All lines in the material below that hold "into" should be found and copied.
== DATA FOR ANALYSIS
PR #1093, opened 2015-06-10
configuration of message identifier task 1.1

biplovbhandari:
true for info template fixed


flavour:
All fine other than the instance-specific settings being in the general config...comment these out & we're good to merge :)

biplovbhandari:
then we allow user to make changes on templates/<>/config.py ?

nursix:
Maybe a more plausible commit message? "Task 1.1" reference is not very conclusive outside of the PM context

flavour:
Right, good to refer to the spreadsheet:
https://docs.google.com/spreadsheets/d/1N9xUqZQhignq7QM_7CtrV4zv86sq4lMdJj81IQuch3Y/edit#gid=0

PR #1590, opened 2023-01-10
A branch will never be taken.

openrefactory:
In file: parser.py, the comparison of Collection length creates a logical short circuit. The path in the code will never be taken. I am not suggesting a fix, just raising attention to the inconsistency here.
====
== DATA FOR ANALYSIS
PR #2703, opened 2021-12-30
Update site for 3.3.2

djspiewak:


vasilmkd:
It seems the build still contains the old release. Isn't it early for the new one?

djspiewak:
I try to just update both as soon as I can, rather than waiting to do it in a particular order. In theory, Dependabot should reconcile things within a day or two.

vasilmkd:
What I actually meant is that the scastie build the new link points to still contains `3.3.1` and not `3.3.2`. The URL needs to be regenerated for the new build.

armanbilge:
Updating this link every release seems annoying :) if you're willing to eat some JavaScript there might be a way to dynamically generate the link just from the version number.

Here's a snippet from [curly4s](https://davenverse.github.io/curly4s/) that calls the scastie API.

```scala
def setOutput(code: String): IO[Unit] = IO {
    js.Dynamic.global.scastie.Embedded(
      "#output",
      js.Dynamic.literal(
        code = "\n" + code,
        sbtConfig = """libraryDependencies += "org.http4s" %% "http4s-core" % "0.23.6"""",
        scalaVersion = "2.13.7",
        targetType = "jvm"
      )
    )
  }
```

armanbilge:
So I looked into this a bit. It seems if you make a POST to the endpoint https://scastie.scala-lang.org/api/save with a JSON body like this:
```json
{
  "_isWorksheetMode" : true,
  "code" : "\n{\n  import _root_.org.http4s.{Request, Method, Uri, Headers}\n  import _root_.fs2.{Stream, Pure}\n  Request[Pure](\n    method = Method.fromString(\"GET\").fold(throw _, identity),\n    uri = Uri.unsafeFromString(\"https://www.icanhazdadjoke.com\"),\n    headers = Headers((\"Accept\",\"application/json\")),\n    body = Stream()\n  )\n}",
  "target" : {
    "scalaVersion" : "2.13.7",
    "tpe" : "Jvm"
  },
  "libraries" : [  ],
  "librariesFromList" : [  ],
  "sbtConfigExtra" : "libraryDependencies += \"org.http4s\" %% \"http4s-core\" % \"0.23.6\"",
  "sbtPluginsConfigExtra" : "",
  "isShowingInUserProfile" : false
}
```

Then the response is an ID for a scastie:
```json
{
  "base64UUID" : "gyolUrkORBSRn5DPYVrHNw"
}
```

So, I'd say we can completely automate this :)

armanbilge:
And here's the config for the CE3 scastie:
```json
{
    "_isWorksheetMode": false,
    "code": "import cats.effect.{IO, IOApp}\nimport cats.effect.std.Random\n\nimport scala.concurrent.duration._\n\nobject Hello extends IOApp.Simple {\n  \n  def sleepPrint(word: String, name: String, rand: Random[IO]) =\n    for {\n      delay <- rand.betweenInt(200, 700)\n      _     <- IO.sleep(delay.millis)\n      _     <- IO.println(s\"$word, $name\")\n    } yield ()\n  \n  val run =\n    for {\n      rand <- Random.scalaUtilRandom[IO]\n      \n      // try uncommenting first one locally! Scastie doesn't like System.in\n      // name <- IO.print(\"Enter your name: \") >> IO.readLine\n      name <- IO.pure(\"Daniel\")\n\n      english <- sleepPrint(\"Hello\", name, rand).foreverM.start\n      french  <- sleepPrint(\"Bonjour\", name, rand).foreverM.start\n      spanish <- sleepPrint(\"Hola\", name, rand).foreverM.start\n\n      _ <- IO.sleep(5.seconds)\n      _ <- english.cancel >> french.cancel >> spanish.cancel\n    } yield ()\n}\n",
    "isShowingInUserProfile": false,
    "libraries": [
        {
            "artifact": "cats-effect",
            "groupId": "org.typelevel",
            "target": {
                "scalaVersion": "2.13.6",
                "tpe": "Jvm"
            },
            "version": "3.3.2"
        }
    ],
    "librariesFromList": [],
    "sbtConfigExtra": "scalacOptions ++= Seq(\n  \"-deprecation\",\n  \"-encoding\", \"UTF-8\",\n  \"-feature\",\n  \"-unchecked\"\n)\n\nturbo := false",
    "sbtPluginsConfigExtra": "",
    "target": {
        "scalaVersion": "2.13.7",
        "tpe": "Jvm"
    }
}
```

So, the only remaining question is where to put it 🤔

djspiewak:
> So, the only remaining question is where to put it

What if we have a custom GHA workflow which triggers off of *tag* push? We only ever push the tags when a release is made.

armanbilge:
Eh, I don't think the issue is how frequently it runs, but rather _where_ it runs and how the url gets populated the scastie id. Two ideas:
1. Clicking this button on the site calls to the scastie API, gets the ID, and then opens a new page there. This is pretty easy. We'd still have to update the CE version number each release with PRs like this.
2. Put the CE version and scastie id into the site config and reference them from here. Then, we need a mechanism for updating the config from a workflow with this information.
====
◆ **THE COMPLETED TASK**:
So I looked into this a bit. It seems if you make a POST to the endpoint https://scastie.scala-lang.org/api/save with a JSON body like this:
2. Put the CE version and scastie id into the site config and reference them from here. Then, we need a mechanism for updating the config from a workflow with this information.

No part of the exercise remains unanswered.